Death, depravity, inhumanity - yeah, and why should I care? ~ That Movie Blogger Fella

Sunday, January 17, 2010

Death, depravity, inhumanity - yeah, and why should I care?

Carriers
My rating:




There was a time when a film playing in cinemas that you've never heard of and know nothing about generally fell into one of two categories: a) a B-grader that went direct-to-video in the States, whose international distributors treat markets like Malaysia as dumping grounds; and b) a Z-grader from some other foreign country that couldn't crack the coveted American market and could only sell to less discerning markets (like Malaysia). Our local distributors are somewhat more discriminating now; they largely pick only big Hollywood studio releases. Also, the global film industry has changed. Today, there's a chance that a movie with little to no buzz could be an indie or foreign-language gem - perhaps even a movie that goes on to become a hit, which would give you bragging rights as an early adopter.

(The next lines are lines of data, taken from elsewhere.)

PR #556, opened 2019-12-24
CURA-6823_improve_splash_screen_responsiveness

ninovanhooff:
Add some intermediate loading messages and make sure the messages are shown at the right moment


fieldOfView:
So now we have a “Loading interface” and a “Building UI”. How about “Loading theme” or “Setting up theme” instead?

nallath:
The loading of the theme takes 0.1 sec. We could add a message for that, but I don't think it will be readable.

PR #560, opened 2019-12-31
Only re-render the scene when it's actually needed

nallath:
Previously we would also re-render the entire scene if a QML object required some re-drawing. We can save a fair bit of time if we don't do this.

CURA-6247


rburema:
It now doesn't immediately change the scene on selecting other view-types in the simulation-view (like line-type -> material color or something), you always need to move first.

I've made a fix locally (to Cura, not Uranium) that I can commit, but I'm merging this first as it's a really small issue.

(In SimulationView.py in the Cura repo:)
~~~
    def setSimulationViewType(self, layer_view_type: int) -> None:
        if layer_view_type != self._layer_view_type:
            self._layer_view_type = layer_view_type
            self.currentLayerNumChanged.emit()

            scene = Application.getInstance().getController().getScene()
            scene.sceneChanged.emit(scene.getRoot())
~~~

PR #561, opened 2020-01-06
Fix restore window size if application is closed maximized

fieldOfView:
This PR fixes restoring the window to its "normal" size and location after closing it in maximized state. In addition to that, it also excludes the maximised/normal state of the window when the `restore_window_geometry` preference is unset.

Fixes https://github.com/Ultimaker/cura/issues/6904

Steps to reproduce issue that is fixed by this PR:
* load Cura and set the window to a custom size and position
* make sure the "Restore window position on start" option is checked
* restart Cura
-> windows is correctly placed in the custom position and size

* now maximize the window
* restart Cura
-> window is (correctly) maximized on startup

* now restore the window to not maximized
-> window (incorrectly!) does not restore to previous custom position and size

### DIFF
--- a/UM/Qt/Bindings/MainWindow.py
+++ b/UM/Qt/Bindings/MainWindow.py
@@ -239,11 +239,14 @@ class MainWindow(QQuickWindow):
 
     @pyqtSlot()
     def _onWindowGeometryChanged(self):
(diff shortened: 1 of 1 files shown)


Ghostkeeper:
Yup, works fine!

PR #565, opened 2020-01-19
CURA-6670 Fix windows/opengl/intel-drivers hang

rburema:
The most important thing for the fix itself is the 'keep in memory' thing, but we might want the other stuff just in case.

### DIFF
--- a/UM/Qt/QtApplication.py
+++ b/UM/Qt/QtApplication.py
@@ -134,7 +134,9 @@ class QtApplication(QApplication, Application):
         self.setStyle("fusion")
 
         self.setAttribute(Qt.AA_UseDesktopOpenGL)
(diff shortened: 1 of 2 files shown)


fieldOfView:
Now we have two contradicting preferences; `force_modern_opengl` and `force_legacy_opengl`. It "feels" like this could have been done more elegantly.

rburema:
@fieldOfView Yeah, that's because they weren't really designed as such, more like debugging aids that I decided to keep in because they might be useful someday in a similar situation. I'll make a note of it and try to amend that sometime this/next week or so in between the other stuff. Alternatively, feel free to fix it yourself of course :-)

rburema:
Hi @fieldOfView I've made the preferences (which are hidden from the user and only 'manually accessible' from the .cfg file) less confusing: see PR #573

PR #567, opened 2020-01-20
CURA-6627_Store_extra_data_project_files

ninovanhooff:
Created on behalf of Nallath

https://github.com/Ultimaker/Cura/pull/7005

### DIFF
--- a/UM/FileHandler/FileHandler.py
+++ b/UM/FileHandler/FileHandler.py
@@ -125,7 +125,7 @@ class FileHandler(QObject):
     # \param file_name The name of the file to load.
     # \param kwargs Keyword arguments.
     # \returns None if nothing was found
-    def readerRead(self, reader: FileReader, file_name: str, **kwargs: Any):
+    def readerRead(self, reader, file_name: str, **kwargs: Any):
         raise NotImplementedError("readerRead must be implemented by subclasses.")
 
     ##  Get a mesh writer object that supports writing the specified mime type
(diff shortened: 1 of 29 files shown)


UM/FileHandler/FileHandler.py
```diff
@@ -125,7 +125,7 @@ def addWriter(self, writer: "FileWriter") -> None:
     # \param file_name The name of the file to load.
     # \param kwargs Keyword arguments.
     # \returns None if nothing was found
-    def readerRead(self, reader: FileReader, file_name: str, **kwargs: Any):
+    def readerRead(self, reader, file_name: str, **kwargs: Any):
```
ninovanhooff: Why no typing?

nallath: The reason for this is that both the MeshFileHandlers and the WorkspaceFileHandlers inherit from this. But at that point, the WorkspaceFileHandler can't override the signature to accept a WorkspaceFileReader only, since it's not fully compatible.

This basicly left me with two options; Either remove this typing, or re-work the entire structure that it's in right now. After a lot of doubting, I decided to just remove the typing here. That being said, I'm open to suggestions as to how this can be resolved differently.

Ghostkeeper:
Hmm, seems my latest commit is causing an internal error in MyPy...?

rburema:
> Hmm, seems my latest commit is causing an internal error in MyPy...?

I thought `dict` is the structure itself, not the type and you should use `Dict` (not capital) when typing things?

PR #568, opened 2020-01-21
CURA-7090/Added function reEvaluateDismissedPackages() in the Package Manager

DonExo:
Added two functions to the Package Manager:
1. A function that marks a package as "dismissed" and puts it in a list called `dismissed` in the `packages.json` file in the user's local data folder.
2. A function that re-evaluates the dismissed incompatible packages, and if needed removes them from the dismissed_packages list.

Is being used in: https://github.com/Ultimaker/Cura/pull/7011

### DIFF
--- a/UM/PackageManager.py
+++ b/UM/PackageManager.py
@@ -345,17 +345,13 @@ class PackageManager(QObject):
     def getToRemovePackageIDs(self) -> Set[str]:
         return self._to_remove_package_set
 
-    def dismissPackage(self, package_id: str) -> None:
-        self._dismissed_packages.add(package_id)
+    def dismissAllIncompatiblePackages(self, incompatible_packages: List[str]) -> None:
+        self._dismissed_packages.update(incompatible_packages)
         self._saveManagementData()
+        Logger.debug("Dismissed Incompatible package(s): {}".format(incompatible_packages))
 
     def getDismissedPackages(self) -> List[str]:
         return list(self._dismissed_packages)
-
-    def removeFromDismissedPackages(self, package: str) -> None:
-        if package in self._dismissed_packages:
-            self._dismissed_packages.remove(package)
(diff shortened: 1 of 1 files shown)


UM/PackageManager.py
```diff
@@ -345,9 +345,26 @@ def getAllInstalledPackagesInfo(self) -> Dict[str, List[Dict[str, Any]]]:
...
+
     def getDismissedPackages(self) -> List[str]:
         return list(self._dismissed_packages)
 
+    def removeFromDismissedPackages(self, package: str) -> None:
+        if package in self._dismissed_packages:
+            self._dismissed_packages.remove(package)
+            Logger.debug("Removed package [%s] from the dismissed packages list" % package)
+
+    def reEvaluateDismissedPackages(self, data) -> None:
```
konskarm: Add type of "data"

UM/PackageManager.py
```diff
@@ -345,9 +345,26 @@ def getAllInstalledPackagesInfo(self) -> Dict[str, List[Dict[str, Any]]]:
...
+        dismissed_packages = self.getDismissedPackages()
+        for dismissed in dismissed_packages:
+            for item in data:
+                if item['package_id'] == dismissed:
```
konskarm:
```suggestion
                if item["package_id"] == dismissed:
```

UM/PackageManager.py
```diff
@@ -11,6 +11,9 @@
 
 from PyQt5.QtCore import pyqtSlot, QObject, pyqtSignal, QUrl, pyqtProperty
 
+from cura import ApplicationMetadata
```
ninovanhooff: Cura shouldn't be used from Uranium, right? Are you still working on this?

DonExo: That was a mistake, it has been deleted.
The `sdk_version` is now passed from the calling cura function.

PR #570, opened 2020-01-22
Do not call the finished callback when a HTTP request errors

ninovanhooff:
As a result of a request, either callback (success case) or
error_callback (failure case) should be called. Not both


LipuFei:
@ninovanhooff Looks good now. Feel free to merge if the tests pass.

PR #573, opened 2020-01-30
Make hidden OpenGL detect prefs. less confusing.

rburema:
During the windows bug fix, some hidden preferences where created that we decided to leave in. This makes them less ad-hoc.


fieldOfView:
👍 

Perhaps the `OpenGlVersionDetect` class could live in `OpenGLContext`?

Ghostkeeper:
Works well. Thanks!

PR #575, opened 2020-02-03
Cura 7024 duplicated machines version upgrade

nallath:


UM/VersionUpgradeManager.py
```diff
@@ -142,22 +144,22 @@ def registerCurrentVersion(self, version_info: Tuple[str, int], type_info: Any)
     #   The upgrade plug-ins must all be loaded at this point, or no upgrades
     #   can be performed.
     #
-    #   \return True if anything was upgraded, or False if it was already up to
-    #   date.
-    def upgrade(self) -> bool:
+    def upgrade(self):
```
nallath:
```suggestion
    def upgrade(self) -> None:
```
Mypy doesn't check the function otherwise.

UM/VersionUpgradeManager.py
```diff
@@ -176,7 +178,10 @@ def upgrade(self) -> bool:
     #   storage path.
     #   \param configuration_type The file type of the specified file.
     def upgradeExtraFile(self, storage_path: str, file_name: str, configuration_type: str) -> None:
-        self._upgrade_tasks.append(UpgradeTask(storage_path = storage_path, file_name = file_name, configuration_type = configuration_type))
+        self._upgrade_tasks.append(FileTask(storage_path = storage_path, file_name = file_name, configuration_type = configuration_type))
+
+    def upgradeExtraTask(self, task: CallableTask):
```
nallath:
```suggestion
    def upgradeExtraTask(self, task: CallableTask) -> None:
```

UM/VersionUpgradeManager.py
```diff
@@ -278,7 +283,7 @@ def _getFilesInDirectory(self, directory: str) -> Iterator[str]:
     ##  Gets all files that need to be upgraded.
     #
     #   \return A sequence of UpgradeTasks of files to upgrade.
-    def _getUpgradeTasks(self) -> Iterator[UpgradeTask]:
+    def _getUpgradeTasks(self) -> Iterator[FileTask]:
```
nallath: I think this entire function should be renamed. It's not getting Upgrade Tasks anymore after all. (Also, the documentation is outdated)

PR #576, opened 2020-02-04
Fixes simulation sliders yet again.

rburema:
If a mesh is drawn with a range, make sure the current range is applicable to that mesh. (But don't reset the range to the max of that mesh.)
What this does is fix the OpenGL crash that you can get when the max is over the index-buffer length -- but without messing up the sim. sliders.

Wait it turns out it _does_ have an internal ticket ... my bad: CURA-7161


rburema:
Closing this in favour of #577 (the same but then to 4.5 instead of master).

PR #580, opened 2020-02-19
Updated pt_BR strings for Cura 4.5

Patola:


Ghostkeeper:
Thanks for the continued support!

PR #584, opened 2020-02-28
CURA-7016 Fix Trust and tests thereof.

rburema:
Adding a public key to Cura revealed that fail fast crashes weren't happening when an untrusted plugin was about to be loaded. This fixes that. (Here of course since plugins are in Uranium as swell.)

(See also https://github.com/Ultimaker/Cura/pull/7182 )

### DIFF
--- a/UM/Trust.py
+++ b/UM/Trust.py
@@ -4,6 +4,7 @@
 import base64
 import json
 import os
+import sys
 from typing import Callable, Optional, Tuple
 
 # Note that we unfortunately need to use 'hazmat' code, as there apparently is no way to do what we want otherwise.
@@ -38,13 +39,10 @@ class TrustBasics:
 
     @staticmethod
     def defaultViolationHandler(message: str) -> None:
-        """Any (real) trust violation in the life code should go through this method in the end.
-
-        :return: The hash-algorithm used for the entire 'suite'.
-        """
+        """This violationHandler is called after any other handlers"""
 
         Logger.logException("e", message)
-        raise SystemExit(0x69)
+        sys.exit("Trust violation")
 
     @classmethod
     def getHashAlgorithm(cls):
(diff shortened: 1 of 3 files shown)


UM/Trust.py
```diff
@@ -36,6 +36,16 @@ class TrustBasics:
     __signature_filename_extension = ".signature"
     __root_signature_entry = "root_signature"
 
+    @staticmethod
```
ninovanhooff: This entire method confuses me. Probably the docstring is outdated. 

Why raise a SystemExit with an obscure hex arg instead of using sys.exit()? Will it be caught to allow some graceful cleanup / shutdown logic?

nallath: Should it even break as hard as it's doing right now? If a single file is not trusted, we shouldn't shut down the entire application (Because that would mean that if one file gets corrupted, the entire application doesn't start!). It would take a single plugin to be placed in the local folder to prevent someome from using cura.

This is also why our unit tests are failing; They simply expect that the function returns that the file is not trusted and that the program just continues from that point onwards.

tests/TestTrust.py
```diff
@@ -52,52 +53,70 @@ def test_signFileAndVerify(self, init_trust):
...
         trust_instance._public_key = None
         assert not trust_instance.signedFileCheck(filepath_signed)
-        assert violation_callback.call_count > 0
+        assert violation_callback.call_count == 3
         violation_callback.reset_mock()
         trust_instance._public_key = public_key
 
+        # Oh noes! Someone changed the file!
         with open(filepath_signed, "w") as file:
             file.write("\nPay 10 Golden Talents To Get Your Data Back Or Else\n")
```
ninovanhooff: What are golden talents and where do I get them? Need those nature pics restored ASAP

rburema: https://en.wikipedia.org/wiki/Talent_(measurement)

UM/Trust.py
rburema: The idea was to use another handler when Trust is used in another way (like for material _verification_ instead of _security_). Since we're not going to crash anymore at all the point is a bit moot.

rburema: Also for the unit-tests, so the tests wouldn't crash while running.

tests/TestTrust.py
rburema: https://en.wikipedia.org/wiki/Talent_(measurement)

rburema:
Love the extra attention to detail peeps! You've given this an extra bit of shine :-)

PR #585, opened 2020-02-28
Remember the last used output device between sessions

fieldOfView:
This PR adds a preference to the OutputDeviceManager to remember which outputdevice is selected between sessions.

https://github.com/Ultimaker/Cura/issues/7168

### DIFF
--- a/UM/Application.py
+++ b/UM/Application.py
@@ -181,7 +181,7 @@ class Application:
         self._preferences.addPreference("general/disabled_plugins", "")
 
         self._controller = Controller(self)
-        self._output_device_manager = OutputDeviceManager(self)
+        self._output_device_manager = OutputDeviceManager()
 
         self._operation_stack = OperationStack(self._controller)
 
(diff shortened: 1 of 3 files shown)


fieldOfView:
`TestOutputDeviceManager` will have to be fixed.

I'm not sure if there is a better way to access the Application object (which is needed to reach the Preferences object and to delay restoring the active output device until after the output device plugins have loaded). If there is, the signature of OutputDevice() would not have to change.

fieldOfView:
Hmm, simple as this PR is, it needs some more work; UM.Application does not have a signal I can use to wait until all outputdeviceplugins have loaded, and we don't want to tie the OutputDeviceManager to UM.QTApplication.

Perhaps this should live in the OutputDeviceManagerProxy, which is already tied to Qt.

fieldOfView:
Changed to a much cleaner implementation in `OutputDeviceManagerProxy`

rburema:
Devs: Refer to internal ticket CURA-7335 for this PR.

PR #587, opened 2020-03-03
Prevent code injection in setting functions

nallath:
This makes the setting function a whole lot more paranoid! It contains both a white and a black list. All setting calls must be on the white list and a number of strings are blacklisted. 

CURA-7169

### DIFF
--- a/UM/Settings/SettingFunction.py
+++ b/UM/Settings/SettingFunction.py
@@ -230,6 +230,8 @@ class _SettingExpressionVisitor(ast.NodeVisitor):
         # extra sure that certain calls are *not* made!)
         if node.s in self._blacklist:
             raise IllegalMethodError(node.s)
+        if node.s.startswith("_"):
+            raise IllegalMethodError(node.s)
 
         if node.s not in self._knownNames and node.s not in dir(builtins):  # type: ignore #AST uses getattr stuff, so ignore type of node.s.
             self.keys.add(node.s)  # type: ignore
@@ -240,6 +242,8 @@ class _SettingExpressionVisitor(ast.NodeVisitor):
         # extra sure that certain calls are *not* made!)
         if node.value in self._blacklist:
             raise IllegalMethodError(node.value)
+        if node.s.startswith("_"):
+            raise IllegalMethodError(node.s)
         if isinstance(node.value, str) and node.value not in self._knownNames and node.value not in dir(builtins):  # type: ignore #AST uses getattr stuff, so ignore type of node.value.
             self.keys.add(node.value)  # type: ignore
 
--- a/UM/Settings/SettingFunction.py
+++ b/UM/Settings/SettingFunction.py
@@ -3,16 +3,12 @@
 
 import ast
 import builtins  # To check against functions that are built-in in Python.
-import math  # Imported here so it can be used easily by the setting functions.
-import uuid  # Imported here so it can be used easily by the setting functions.
-import base64  # Imported here so it can be used easily by the setting functions.
-import hashlib  # Imported here so it can be used easily by the setting functions.
 from types import CodeType
 from typing import Any, Callable, Dict, FrozenSet, NamedTuple, Optional, Set, TYPE_CHECKING
 
+from UM.Logger import Logger
 from UM.Settings.Interfaces import ContainerInterface
 from UM.Settings.PropertyEvaluationContext import PropertyEvaluationContext
-from UM.Logger import Logger
 
 if TYPE_CHECKING:
     from typing import FrozenSet
@@ -28,10 +24,10 @@ def _debug_value(value: Any) -> Any:
 
 
 class SettingFunction:
-    """
-    This class is used to evaluate Python codes (or you can call them formulas) for a setting's property. If a setting's
-    property is a static type, e.g., a string, an int, a float, etc., its value will just be interpreted as it is, but
-    when it's a Python code (formula), the value needs to be evaluated via this class.
+    """Evaluates Python formulas for a setting's property.
+
+    If a setting's property is a static type, e.g. a string, an int, a float, etc., its value will just be interpreted
+    as it is, but when it's a Python code (formula), the value needs to be evaluated via this class.
     """
     def __init__(self, expression: str) -> None:
         """Constructor.
--- a/UM/Settings/SettingFunction.py
+++ b/UM/Settings/SettingFunction.py
@@ -268,7 +268,8 @@ class _SettingExpressionVisitor(ast.NodeVisitor):
         "encode",
         "b64encode",
         "digest",
-        "md5"
+        "md5",
+        "radians"
     }  # type: Set[str]
 
     _blacklist = {
--- a/UM/Settings/SettingFunction.py
+++ b/UM/Settings/SettingFunction.py
@@ -316,3 +316,27 @@ class _SettingExpressionVisitor(ast.NodeVisitor):
         "__pycache__",
         "__file__"
     }  # type: Set[str]
+
+    _allowed_builtins = {
+        "bool",
+        "True",
+        "False",
+        "None",
+        "float",
+        "int",
+        "str",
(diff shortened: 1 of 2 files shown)


UM/Settings/SettingFunction.py
```diff
@@ -194,39 +194,88 @@ def visit_Name(self, node: ast.Name) -> None:  # [CodeStyle: ast.NodeVisitor req
...
+
     def visit_Str(self, node: ast.AST) -> None:
         """This one is used before Python 3.8 to visit string types.
         
         visit_Str will be marked as deprecated from Python 3.8 and onwards.
         """
+        # The blacklisting is done just in case (All function calls should be whitelisted. The blacklist is to make
+        # extra sure that certain calls are *not* made!)
+        if node.s in self._blacklist:
+            raise IllegalMethodError(node.s)
```
BagelOrb: You are blacklisting only constant values.

Shouldn't you also blacklist similarly in `visit_Call` ?
It seems to me we should check all of the possible [classnames](See https://docs.python.org/3/library/ast.html#node-classes) and override as many as possible using `visit_<classname>`.

i.e. ExtSlice, SetComp, Starred, etc?

BagelOrb: GeneratorExp?

UM/Settings/SettingFunction.py
```diff
@@ -194,39 +194,153 @@ def visit_Name(self, node: ast.Name) -> None:  # [CodeStyle: ast.NodeVisitor req
...
+        "floor"
         "debug",
         "sum",
         "len",
         "uuid",
         "hashlib",
-        "base64"
+        "base64",
+        "uuid3",
+        "NAMESPACE_DNS",
```
BagelOrb: Why is this one needed?

UM/Settings/SettingFunction.py
```diff
@@ -194,39 +194,153 @@ def visit_Name(self, node: ast.Name) -> None:  # [CodeStyle: ast.NodeVisitor req
...
+        "lambda",
+        "__getattribute__",
+        "__setattr__",
+        "find_module",
+        "__pycache__",
+        "__file__"
     }  # type: Set[str]
+
+    _allowed_builtins = {
+        "bool",
```
BagelOrb: How about tuple?
How about sorted?
Hwo about range?
I could imagine use cases for those in setting functions.

UM/Settings/SettingFunction.py
```diff
@@ -194,39 +194,153 @@ def visit_Name(self, node: ast.Name) -> None:  # [CodeStyle: ast.NodeVisitor req
             self.values.add(node.id)
             self.keys.add(node.id)
```
BagelOrb: Please document these.

fieldOfView:
All of a sudden I have an urge to import python modules in setting functions. Quickly, now it is still possible!

UM/Settings/SettingFunction.py
```diff
@@ -194,39 +194,88 @@ def visit_Name(self, node: ast.Name) -> None:  # [CodeStyle: ast.NodeVisitor req
...
         "os",
+        "delattr"
+        "getattr"
+        "dir"
+        "open",
+        "write",
+        "compile",
         "import",
         "__import__",
+        "_",  # Because you can use this guy to create a number of the other blacklisted strings
```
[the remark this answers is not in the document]
nallath: You could, yeah. But it does make it a lot harder to use.

UM/Settings/SettingFunction.py
```diff
@@ -194,39 +194,88 @@ def visit_Name(self, node: ast.Name) -> None:  # [CodeStyle: ast.NodeVisitor req
...
+    def visit_ListComp(self, node):
+        # This is mostly because there is no reason to use it at the moment. It might also be an attack vector.
+        raise IllegalMethodError("List Comprehension is not allowed")
+
+    def visit_Attribute(self, node: ast.Attribute) -> None:
+        if node.attr not in self._knownNames:
+            raise IllegalMethodError(node.attr)
+        self.visit(node.value)  # Go a step deeper
+
+    def generic_visit(self, node):
```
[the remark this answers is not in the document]
nallath: It is not. If this method is not overriden, the others don't get visited.

UM/Settings/SettingFunction.py
nallath: Because of the PPA

UM/Settings/SettingFunction.py
nallath: I'm not quite sure what there is to document.

BagelOrb: Please document the fields `keys` and `values`. What are these concepts referring to?

Just copy the description from the class into a comment on the actual fields.

BagelOrb: I don't understand the difference. What setting keys are used by the expression, but not needed to execute the function?! Or the other way around..?

UM/Settings/SettingFunction.py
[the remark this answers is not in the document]
BagelOrb: That's very strange.
Then what does this method of the base class do?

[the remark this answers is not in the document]
BagelOrb: Also: can you document why to override this function and move this function to either above the list of all the visit_<classname> functions?

UM/Settings/SettingFunction.py
nallath: You can't blacklist call like that, because it doesn't have an ID to check for.

tests/Settings/TestSettingFunction.py
```diff
@@ -40,6 +40,10 @@ def setting_function_good(request):
     "(",                                                                # Syntax error.
     "[x for x in (1).__class__.__base__.__subclasses__() if x.__name__ == '_ImportLockContext'][0]().__enter__.__globals__['__builtins__']['__import__']('os').system(\"echo omgzomg\")",  # Obsfucated call to system
     "[x for x in (1).__class__.__base__.__subclasses__() if x.__name__ == '_ImportLockContext'][0]().__enter__.__globals__['__' + 'builtins__']['__import__']('os').system(\"echo omgzomg\")"   #Another obsfucated call to system
+    "'_'", # This string is not allowed
+    "import sys",  # We don't allow importing
+    "'a_a'[1]",  # Trying to circumvent the protection against underscores
+    "{x:x for x in [1,2,3,4]}"  # We don't allow dict comprehension
```
fieldOfView: Why don't we allow dict comprehension? Seems arbitrary to disallow that.

nallath: One of the hacks from the pen testing guys used list comprehensions to get past our defences. You can use the same trick with dict comprehensions. The main reason for it is that you can use it to filter results by using the "if" option of a comprehension.

fieldOfView:
Will string manipulations such as `.upper()` and `.lower()`, `.startswith()` and `endswidth()` and the use of `in` (eg `if "test" in list_value`) still be allowed?

nallath:
`"if "test" in list_value"` -> Should work
As for upper, lower, startswith and endswith, they are not in the whitelist, so they don't work. That being said, I don't expect that there will be much risk in adding those. Do you have a specifc reason for wanting them?

fieldOfView:
> "if "test" in list_value" -> Should work

That is the important one for me now. I am using the `in` keyword here: https://github.com/Ultimaker/Cura/commit/a7e23ba99e67b8f6e10c2edee88efcfe01257baa

No specific reason for upper, lower, startswith and endswith, yet.

Ghostkeeper:
I don't want to find out later that we can't add a bugfix to the PPA or something because we didn't add `lower()` to the whitelist. So if we're confident that it doesn't add risk then I'd rather add these functions to the whitelist. I can see the use case of `lower` in particular for checking cases case-insensitively in combination with `in`. We've changed the casing of g-code flavours in the past.

PR #592, opened 2020-03-24
Fix visiting non-string constants in Python 3.8

fieldOfView:
This PR fixes checking non-string constants in Python 3.8. #587 introduced a regression because it incorrectly assumes all constants are strings.

Fixes https://github.com/Ultimaker/Cura/issues/7335


thopiekar:
This brings Cura back to life!
Big thanks @fieldOfView !

image

nallath:
CURA-7322

PR #593, opened 2020-03-24
Add helper class to open URLs from QML

konskarm:
Added a helper class that restricts the schemes allowed when opening
a URL. For the time being, only http and https schemes are allowed to
be opened from QML files.

Related Cura PR: https://github.com/Ultimaker/Cura/pull/7344

CURA-7310


UM/Qt/Bindings/Utilities.py
```diff
@@ -16,34 +16,35 @@ class UrlUtil(QObject):
     """
     Helper class used to open URLs from QML.
     """
-    valid_uri_schemes = ["http", "https"]
+    __valid_uri_schemes = ("http", "https")
 
     def __init__(self, parent = None):
         super().__init__(parent)
 
     @pyqtSlot(str, list)
```
fieldOfView: If the function returns a bool, the pyqtSlot should specify a Result

UM/Qt/Bindings/Utilities.py
```diff
@@ -16,34 +16,35 @@ class UrlUtil(QObject):
...
         """
         Checks whether the target_url has an allowed scheme and, if it does, it opens the URL. If the target_url has a
         disallowed or invalid scheme, then it logs an error. This function can be called inside QML files.
 
         :param target_url: The URL string to be opened e.g. 'https://example.org'
         :param schemes: A list of the schemes that are allowed to be opened e.g. ['http', 'https']
-        :return: None
+        :return: True if the URL opens successfully, False if an invalid scheme is used
         """
         allowed_schemes = set()
```
fieldOfView: `allowed_schemes = list(set(self.__valid_uri_schemes) & set(schemes))`

konskarm:
Thanks for the review @fieldOfView . I am refactoring the code and adding tests, so it is still a WIP. I will ask for your review again once I am finished with those.

fieldOfView:
Isn't it codestyle to have a class in a file with the same name? This is a class named `UrlUtil` in a file named `Utilities.py`. Talking about codestyle, I thought there was a rule not to use abbreviations. So the class name would have to be `UrlUtilities`.

PR #595, opened 2020-04-01
CURA 7333 Add internal variable to keep track of object idx

konskarm:
The ReadMeshJob is called for each object in the 3mf file individually.
Therefore, when reloading a 3mf file, the ReadMeshJob has to be aware
of which object it is reloading. To do that, it keeps a track of it
through the new internal variable object_to_be_reloaded.

This variable is read back in cura in order to request the object at
that specific index.

CURA-7333


konskarm:
Merge this along with https://github.com/Ultimaker/Cura/pull/7384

Carriers isn't one of them. It sure tried though.

A viral pandemic has spread across the States, killing most of the population and reducing civilization to lawlessness. A group of four survivors - brothers Brian (Chris Pine) and Danny (Lou Taylor Pucci), Brian's girlfriend Bobby (Piper Perabo), and Danny's friend Kate (Emily VanCamp) - are heading to Turtle Beach, the brothers' childhood holiday destination, to wait for the pandemic to die out. But their encounter with Frank (Christopher Meloni), the father of an infected little girl, is only the first of many that will test their humanity in the face of a highly contagious - and fatal - disease.

That's a very misleading poster up there. It makes the film look like a gory horror flick, and if you've heard of it being about a viral apocalypse, you might assume it's a zombie movie. It's not - the virus just causes people to fall sick and die. And there are some suspenseful moments, plus a few icky-looking infected corpses, but you won't find anything really scary in here. This film is a bleak depiction of a post-apocalyptic landscape, and how survival trumps basic human decency. It's quite a daring, if depressing, film - Brian's group lives by the rule that the infected are already dead, and must be abandoned before they infect anyone else. You can bet that happens to a number of people a number of times in this movie.

The problem is that I never really cared about them. The characters are all dull and flat, and in Brian's case downright unlikable. I don't know why so many American films have this kind of character - the swaggering jerkass who's rude to everyone, whose only goal in life is to party, and whose recklessness gets himself and everyone else into trouble. I swear, it's an archetype. Brian was annoying, and it didn't reflect well on the rest of his group for putting up with him. Bobby is an idiot for dating Brian. Danny is the less assertive younger brother, and has absolutely no personality other than being the less assertive younger brother. Kate has a thing about trying every phone they encounter, hoping to call her parents, but this subplot goes nowhere.

You know what would've helped with the characterization? If the relationships between them were better-developed. You'd expect Bobby and Kate to be close to each other, being the two women of the group, but they barely even seem to be friends. Kate and Danny are friends, and there are hints of some romantic tension between them, but it never develops. As for the brothers, the film keeps flashing back to their idyllically happy childhood, but I never really believed they loved each other - because, again, Brian keeps acting like a jerk to Danny, constantly disparaging his younger brother's acceptance to college before the pandemic hit. The closest thing to a compelling relationship is Frank's with his daughter, but they're gone midway into the movie.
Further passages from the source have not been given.